Exercise objective => Write out exactly, please, the lines from the one containing "There are many" to the end of the material.

[[ Dataset, beginning ]]

PR #876, opened 2025-05-23
Update README to not recommend async activities

GSmithApps:
## What was changed
Changed the readme to not lead with recommending async activities

## Why?
There are many differing, great ideas on sync vs async activities, but I believe we at least don't want to explicitly lead with async.

## To Reviewers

[[ Dataset, end ]]

Solution to the problem =>
There are many differing, great ideas on sync vs async activities, but I believe we at least don't want to explicitly lead with async.

## To Reviewers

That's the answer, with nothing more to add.